[[ Available data open ]]

PR #4214, opened 2022-09-13
ARTEMIS-3990 Ensure that readable buffer string read consumes the bytes

tabish121:
Ensures that when reading a string the readable buffer consumes the bytes by advancing the read index as defined in the interface API docs.

### DIFF
--- a/artemis-protocols/artemis-amqp-protocol/src/main/java/org/apache/activemq/artemis/protocol/amqp/util/NettyReadable.java
+++ b/artemis-protocols/artemis-amqp-protocol/src/main/java/org/apache/activemq/artemis/protocol/amqp/util/NettyReadable.java
@@ -145,7 +145,7 @@ public class NettyReadable implements ReadableBuffer {
 
    @Override
    public String readUTF8() {
-      return buffer.toString(Charset_UTF8);
+      return buffer.readCharSequence(buffer.readableBytes(), Charset_UTF8).toString();
    }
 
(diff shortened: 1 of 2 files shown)


clebertsuconic:
@tabish121 this was copied and paste from somewhere I don't know where it came from now.. 

By looking right now... I see that io.vertx.proton.impl.ProtonReadableBufferImpl is doing the same, and there are other places in the artemis code that are also doing it... (for instance AmqpReadableBuffer from the artemis-amqp-protocol).


How did you find this? and should we fix the other places as well?

tabish121:
The vertx code was patched awhile ago: https://github.com/vert-x3/vertx-proton/commit/fd91d805c8e1dd546662b9b2c70f73b81c0e7f49

As was Qpid JMS but I missed that there was yet another version in Artemis although it apparently isn't getting used like the NettyReadable one is as it doesn't cause tests to fail when running against my proton-j branch where I've removed all the unnecessary buffer slicing and duplicating it was doing just to read an array from a buffer.  I can look at the other usage in Artemis as try and patch that as well

clebertsuconic:
@tabish121 I just looked over AmqpReadableBuffer and that's dead code.. I'm removing it on a separate commit, don't worry about it...


Thanks Tim.

clebertsuconic:
@tabish121 I will include this on 2.25.1 next week by cherry-picking it into 2.25.x

PR #4223, opened 2022-09-19
ARTEMIS-4002 - respect existing env var ARTEMIS_LOGGING_CONF

gtully:


gemmellr:
I didnt notice you raised a PR for this when commenting on the JIRA.

I dont think we should expose the env variable with the current JBL config in use and then transition it to the Log4J 2 config later.

Per the JIRA the new-logging bits already removed this entirely, making the scripts (and service related files, which this change doesnt update to use the env variable similarly but may need to?) have no knowledge of the logging.

jbertram:
@gtully, there's conflicts on this now. Given that and @gemmellr's previous comment I think that this PR probably just needs to be closed.

clebertsuconic:
+1, this should be closed...

@gtully  ?

gtully:
we can close this. the problem still exists, how to easily override an value on the command line for the artemis java command wih an env var.  I noticed this one for logging and it fits the bill in that case. and was a quick win.
There is $DEBUG_ARGS but I think we may need JAVA_OPTS_APPEND, the $JDK_JAVA_ARGS does prepend so it cannot override.

gemmellr:
It doesnt need to override in the logging case anymore, as the scripts dont do anything in that regard.

PR #4225, opened 2022-09-19
ARTEMIS-3264 handle core-to-AMQP conversion failures more gracefully

jbertram:


gemmellr:
'Fix' the logger codes in what sense? Is it that they dont follow the 'number also conveys level' convention? I know @clebertsuconic hates that and doesnt intend doing it going forward (and various things clearly havent followed it historically) so I'm not sure this change actually makes sense at this point if thats the reason.

Regardless it doesnt seem nice to swap codes of distinct messages to reusing codes that other messages were previously using, which this seems to do a couple times, and also leaves their original numbers open for reuse later for a couple more instances. If changing them they should probably use new non-clashing numbers, and try to prevent the other ones being reused; I think I saw mention of deprecating rather than removing methods to prevent that.

It doesnt really seem like a NO-JIRA change whatever way it actually changed.

clebertsuconic:
I really hate that.... I don't think we should be doing that... 


we made a point that these codes are part of the API.. hence I don't think we should change them :)


if they are not part of the API we could just get rid of them :)

clebertsuconic:
a code is a code.. that's it :) right?

jbertram:
@gemmellr & @clebertsuconic, fixed.

PR #4228, opened 2022-09-21
ARTEMIS-4007 - expose status attribute on configuration that can hold…

gtully:
… version or error state and reflect modifications via refresh


artemis-cli/src/main/resources/org/apache/activemq/artemis/cli/commands/bin/artemis-service
```diff
@@ -1,4 +1,4 @@
-#!/usr/bin/env sh
+ #!/usr/bin/env sh
```
gemmellr, line 1: Should this be here?

artemis-core-client/src/main/java/org/apache/activemq/artemis/api/core/management/ActiveMQServerControl.java
```diff
@@ -521,6 +521,9 @@ public interface ActiveMQServerControl {
    @Attribute(desc = "The runtime size of the authorization cache")
    long getAuthorizationCacheSize();
 
+   @Attribute(desc = "The current status of the server")
+   String getStatus();
+
```
gemmellr, line 526: Having a 'status' attribute ("The current status of the server") which isnt actually a server status but just a configurable config string that defaults to empty, seems off to me. I would call this something else either more specific or more general. Seems more like the intent is to use it as a config update correlation of sorts, perhaps wind that function into the name?

tests/integration-tests/src/test/java/org/apache/activemq/artemis/tests/integration/server/ConfigurationTest.java
```diff
@@ -122,6 +124,9 @@ public void testPropertiesConfigReload() throws Exception {
             return mytopic_31.getBindings().size() == 3;
          });
 
+         // verify round trip apply
+         Assert.assertTrue(server.getActiveMQServerControl().getStatus().contains("2"));
```
gemmellr, line 128: Is the config update application atomic or can updates to one element be seen mid-application of others? If the latter then this doesnt necessarily seem to reliably achieve what you want as the 'status' value may be visible before other changes in the update are actually applied? I guess you could apply a second status-only change to the config, after the first round is seen, to know the first update process had finished, since you can see the second update in effect.

artemis-cli/src/main/resources/org/apache/activemq/artemis/cli/commands/bin/artemis-service
gtully: nope! good catch! let me revert

tests/integration-tests/src/test/java/org/apache/activemq/artemis/tests/integration/server/ConfigurationTest.java
gtully: they are atomic enough via the configuration reload. A new instance is created/modified and swapped. What I want to know in this case is that a reload has happened.

artemis-core-client/src/main/java/org/apache/activemq/artemis/api/core/management/ActiveMQServerControl.java
gtully: the other thought, getStatusJson - but I think that is over kill, we have xxJson methods that are better than the xx, so for a new one, we can just return a string of json or not with out the method postfix

tests/integration-tests/src/test/java/org/apache/activemq/artemis/tests/integration/server/ConfigurationTest.java
gtully: I peeked a little more, and the reload does not use a new config object, so the status update is visible before the update. If we want better feedback in the future as to what was updated, once the changes were detected, it could be coordinated and communicated via the status. For now, with properties in a config map projection, I am happy that the status can reflect the refresh or the projection and the reaction of the reload task.

artemis-core-client/src/main/java/org/apache/activemq/artemis/api/core/management/ActiveMQServerControl.java
gemmellr: I dont think 'status' as an attribute is that general, it implies - and actually outright states for its description here - that it returns the status of the server, which I wouldnt really say it does in this case.

I think if the value is expected to be in a certain format later it should adhere to that from the start...this is described on the JIRA and exposed as being a freeform string set by the config, so 'other things adding keys later' doenst seem to work / is effectively breaking.

artemis-server/src/main/java/org/apache/activemq/artemis/core/config/impl/ConfigurationImpl.java
```diff
@@ -2848,6 +2849,16 @@ public Configuration setSuppressSessionNotifications(boolean suppressSessionNoti
       return this;
    }
 
+   @Override
+   public String getStatus() {
+      return status;
+   }
+
+   @Override
+   public void setStatus(String status) {
```
clebertsuconic, line 2858: can you add a javadoc here:

Some free string that will define the server's status. a Generic mechanism to be set through the configuration?

artemis-core-client/src/main/java/org/apache/activemq/artemis/api/core/management/ActiveMQServerControl.java
gtully: maybe I need to state that it will be json, or empty, but the attributes are up for grabs. At the moment it is only settable by config so there is no coordination, no format.

artemis-server/src/main/java/org/apache/activemq/artemis/core/config/impl/ConfigurationImpl.java
```diff
@@ -2848,6 +2849,19 @@ public Configuration setSuppressSessionNotifications(boolean suppressSessionNoti
       return this;
    }
 
+   @Override
+   public String getStatus() {
+      return status;
+   }
+
+   // This value can reflect a desired state (revision) of config. Useful when configurationFileRefreshPeriod > 0
```
clebertsuconic, line 2857: /** */

PR #4229, opened 2022-09-22
NO-JIRA Adding Release notes about removing rest

clebertsuconic:


brusdev:
@clebertsuconic I created #4230 to add a release not for the removed web content.

PR #4230, opened 2022-09-23
NO-JIRA Adding Release notes about removing web content

brusdev:


gemmellr:
LGTM, can you rebase and make it point '3' (I know the markdown bits likely dont care)? I'd just push it in at that point.

brusdev:
fixed and rebased

PR #4234, opened 2022-09-26
ARTEMIS-4016 Bridges created by management operations are removed on …

AntonRoskvist:
…restart and config reload

@michaelandrepearce 
This is from our discussion on Slack... hope it looks good. 
If anything seems strange then it's probably incorrectly implemented, I should not have the benefit of the doubt on this one


jbertram:
@AntonRoskvist, apologies for letting this sit for so long. Nice work. Thanks for the contribution!

PR #4235, opened 2022-09-28
ARTEMIS-4020: use SLF4J logging API, with Log4J as impl for broker

gemmellr:
Switch to using SLF4J API for logging, use Log4J 2 as impl for the broker distribution and tests.

PR includes work from myself and Clebert Suconic, squashed from the new-logging branch.


gemmellr:
Just pushed a little fixup I spotted...will keep any changes as separate commits for now until its being merged, to make them easier to spot.

tabish121:
Possible future enhancement would be to replace hard coding class names in logger definitions with Methodhandle lookups

`Logger logger = LoggerFactory.getLogger(MethodHandles.lookup().lookupClass());`

This tends to help when cutting and pasting loggers and forgetting to change the class name.

artemis-core-client/src/main/java/org/apache/activemq/artemis/utils/AutoCreateUtil.java
```diff
@@ -47,7 +50,7 @@ public static  void autoCreateQueue(ClientSession session, SimpleString destAddr
                      .setAddress(destAddress);
                setRequiredQueueConfigurationIfNotSet(queueConfiguration,response, RoutingType.ANYCAST, selectorString, true);
                session.createQueue(queueConfiguration);
-               ActiveMQClientLogger.LOGGER.debug("The queue " + destAddress + " was created automatically");
+               logger.debug("The queue " + destAddress + " was created automatically");
```
tabish121, line 53: Unnecessary string concatenation could be avoided here.

gemmellr: Yeah there are plenty of concats left..I converted a bunch when I happened to be changing a specific line already, or just had for others in a class, but definitely we didnt try to remove them all (Clebert even likes them :P). A whole other massive PR could be done around that and e.g removing various gating still existing.

clebertsuconic: I would not do that as part of this PR. otherwise it would never get done.

clebertsuconic:
@gemmellr, @tabish121 would the trick apply to static instances? I would prefer to keep the loggers are static final.

tabish121:
> @gemmellr, @tabish121 would the trick apply to static instances? I would prefer to keep the loggers are static final.

Of course, it'd be:
`private static final Logger LOG = LoggerFactory.getLogger(MethodHandles.lookup().lookupClass());`

artemis-core-client/src/main/java/org/apache/activemq/artemis/utils/AutoCreateUtil.java
gemmellr: I'll go so far as to say I will work up such an improvement PR, but I'd like to keep it separate and land this one to avoid rebasing the changes yet more as other dev continues

clebertsuconic:
@gemmellr @tabish121 I would merge this PR right away... any further improvements can be done after its merge.

gemmellr:
Given it was only a 2 character change to a placeholder, which was clearly wrong before, I just squashed the fixup commit into the main one.

If you want to merge now I'm fine with that, would be nice not to rebase it again :)

clebertsuconic:
@gemmellr merging it...


I have one change to the log processor.. I will just do it after merged.

clebertsuconic:
YAY!!!!
Merged!!!!!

[[ Available data closed ]]

Copy each line of the listing above that contains the word "atomic".

Written answer.
gemmellr, line 128: Is the config update application atomic or can updates to one element be seen mid-application of others? If the latter then this doesnt necessarily seem to reliably achieve what you want as the 'status' value may be visible before other changes in the update are actually applied? I guess you could apply a second status-only change to the config, after the first round is seen, to know the first update process had finished, since you can see the second update in effect.
gtully: they are atomic enough via the configuration reload. A new instance is created/modified and swapped. What I want to know in this case is that a reload has happened.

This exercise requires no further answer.